◆ **Task details**
How many lines in the records below contain the string "opened"? Answer with the number alone.

◆ **Record extracts**
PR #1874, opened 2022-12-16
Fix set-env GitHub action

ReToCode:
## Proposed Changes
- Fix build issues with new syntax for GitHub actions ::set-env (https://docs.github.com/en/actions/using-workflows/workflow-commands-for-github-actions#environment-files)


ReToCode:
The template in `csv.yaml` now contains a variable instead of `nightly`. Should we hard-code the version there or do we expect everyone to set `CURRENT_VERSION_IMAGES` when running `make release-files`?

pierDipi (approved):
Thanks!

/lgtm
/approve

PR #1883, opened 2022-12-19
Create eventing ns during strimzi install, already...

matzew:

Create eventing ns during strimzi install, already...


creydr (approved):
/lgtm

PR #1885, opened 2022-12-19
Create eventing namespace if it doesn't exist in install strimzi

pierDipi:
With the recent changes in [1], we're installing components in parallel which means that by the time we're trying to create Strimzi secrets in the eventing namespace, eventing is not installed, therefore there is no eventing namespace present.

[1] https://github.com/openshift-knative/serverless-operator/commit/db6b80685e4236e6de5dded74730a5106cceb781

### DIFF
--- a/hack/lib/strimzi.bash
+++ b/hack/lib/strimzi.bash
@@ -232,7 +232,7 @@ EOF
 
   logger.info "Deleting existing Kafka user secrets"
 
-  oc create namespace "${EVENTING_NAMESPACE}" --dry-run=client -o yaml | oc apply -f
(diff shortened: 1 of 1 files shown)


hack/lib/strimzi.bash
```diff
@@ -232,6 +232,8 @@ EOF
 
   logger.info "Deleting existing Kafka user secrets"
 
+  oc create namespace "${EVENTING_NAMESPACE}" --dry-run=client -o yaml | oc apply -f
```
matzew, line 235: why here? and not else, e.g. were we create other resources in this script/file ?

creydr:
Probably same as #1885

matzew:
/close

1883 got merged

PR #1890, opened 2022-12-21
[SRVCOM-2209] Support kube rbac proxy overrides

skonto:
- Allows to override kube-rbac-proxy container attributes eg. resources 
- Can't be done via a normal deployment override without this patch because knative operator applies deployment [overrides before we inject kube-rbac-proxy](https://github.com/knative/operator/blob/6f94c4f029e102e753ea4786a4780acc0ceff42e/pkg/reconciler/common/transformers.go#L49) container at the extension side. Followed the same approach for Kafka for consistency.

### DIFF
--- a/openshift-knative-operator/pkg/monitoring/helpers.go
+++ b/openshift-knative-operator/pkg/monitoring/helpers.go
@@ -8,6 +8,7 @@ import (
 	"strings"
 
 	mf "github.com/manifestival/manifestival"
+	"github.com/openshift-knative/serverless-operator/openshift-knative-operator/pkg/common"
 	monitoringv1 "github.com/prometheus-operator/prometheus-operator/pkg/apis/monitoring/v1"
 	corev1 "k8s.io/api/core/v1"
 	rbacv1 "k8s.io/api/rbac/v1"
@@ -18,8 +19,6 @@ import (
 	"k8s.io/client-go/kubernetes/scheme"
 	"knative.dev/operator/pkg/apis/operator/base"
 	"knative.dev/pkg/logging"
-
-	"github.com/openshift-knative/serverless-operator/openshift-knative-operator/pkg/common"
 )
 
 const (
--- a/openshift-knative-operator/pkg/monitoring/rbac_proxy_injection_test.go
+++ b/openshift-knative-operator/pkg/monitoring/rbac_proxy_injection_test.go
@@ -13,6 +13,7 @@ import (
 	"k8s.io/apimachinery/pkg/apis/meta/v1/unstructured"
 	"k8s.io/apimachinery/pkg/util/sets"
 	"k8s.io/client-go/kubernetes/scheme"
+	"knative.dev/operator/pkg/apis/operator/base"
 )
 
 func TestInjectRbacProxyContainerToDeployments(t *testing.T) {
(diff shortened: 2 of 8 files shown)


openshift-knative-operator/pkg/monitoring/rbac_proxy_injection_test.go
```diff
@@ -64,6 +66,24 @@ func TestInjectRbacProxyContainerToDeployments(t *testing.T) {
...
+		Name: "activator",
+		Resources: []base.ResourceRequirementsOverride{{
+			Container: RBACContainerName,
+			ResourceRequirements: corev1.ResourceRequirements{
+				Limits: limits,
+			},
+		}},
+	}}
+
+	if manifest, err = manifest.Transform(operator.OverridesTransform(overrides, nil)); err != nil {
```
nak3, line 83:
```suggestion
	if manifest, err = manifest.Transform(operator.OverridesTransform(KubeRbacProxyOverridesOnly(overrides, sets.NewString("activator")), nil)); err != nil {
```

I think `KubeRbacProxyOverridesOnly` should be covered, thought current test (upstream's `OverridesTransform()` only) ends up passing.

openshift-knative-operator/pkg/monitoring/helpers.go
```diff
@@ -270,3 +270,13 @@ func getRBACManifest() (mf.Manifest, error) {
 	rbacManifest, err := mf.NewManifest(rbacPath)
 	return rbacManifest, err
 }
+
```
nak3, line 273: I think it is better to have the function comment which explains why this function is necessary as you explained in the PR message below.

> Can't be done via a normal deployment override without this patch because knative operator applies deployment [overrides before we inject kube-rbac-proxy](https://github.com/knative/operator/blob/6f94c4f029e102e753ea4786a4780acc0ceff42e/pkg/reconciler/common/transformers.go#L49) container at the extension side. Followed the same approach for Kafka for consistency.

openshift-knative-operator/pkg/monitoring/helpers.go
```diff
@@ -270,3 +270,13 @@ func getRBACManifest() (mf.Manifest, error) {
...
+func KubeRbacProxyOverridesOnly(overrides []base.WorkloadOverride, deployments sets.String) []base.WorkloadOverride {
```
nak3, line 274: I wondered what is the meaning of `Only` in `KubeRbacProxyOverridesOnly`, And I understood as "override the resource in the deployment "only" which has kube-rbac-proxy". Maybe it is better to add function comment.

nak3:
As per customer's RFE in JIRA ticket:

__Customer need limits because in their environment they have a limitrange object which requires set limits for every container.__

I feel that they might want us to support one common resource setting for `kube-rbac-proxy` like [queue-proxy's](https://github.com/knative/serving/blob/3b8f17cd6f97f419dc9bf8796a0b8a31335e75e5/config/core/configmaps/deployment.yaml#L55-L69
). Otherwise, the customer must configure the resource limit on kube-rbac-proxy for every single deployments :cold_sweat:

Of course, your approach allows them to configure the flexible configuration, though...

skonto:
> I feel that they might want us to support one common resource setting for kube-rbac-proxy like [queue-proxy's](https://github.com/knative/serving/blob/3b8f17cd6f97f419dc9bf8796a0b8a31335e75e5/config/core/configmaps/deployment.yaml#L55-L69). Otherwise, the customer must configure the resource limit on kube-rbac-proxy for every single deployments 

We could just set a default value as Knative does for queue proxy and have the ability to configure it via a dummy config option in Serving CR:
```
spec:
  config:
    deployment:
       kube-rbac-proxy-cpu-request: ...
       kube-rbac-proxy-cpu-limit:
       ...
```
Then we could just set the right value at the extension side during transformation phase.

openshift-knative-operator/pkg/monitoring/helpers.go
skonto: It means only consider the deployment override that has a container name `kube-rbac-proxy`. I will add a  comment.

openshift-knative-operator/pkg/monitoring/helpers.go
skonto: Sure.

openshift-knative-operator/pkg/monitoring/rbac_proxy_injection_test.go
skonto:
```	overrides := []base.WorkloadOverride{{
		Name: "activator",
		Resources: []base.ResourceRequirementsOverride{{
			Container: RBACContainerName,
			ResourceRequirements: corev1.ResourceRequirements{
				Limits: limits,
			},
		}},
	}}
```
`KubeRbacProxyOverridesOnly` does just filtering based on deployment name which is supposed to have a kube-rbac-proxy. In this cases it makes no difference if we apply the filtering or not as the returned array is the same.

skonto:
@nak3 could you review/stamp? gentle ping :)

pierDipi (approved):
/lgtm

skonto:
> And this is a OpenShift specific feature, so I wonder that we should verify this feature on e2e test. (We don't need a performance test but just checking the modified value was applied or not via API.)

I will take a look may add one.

◆ **Response box**
4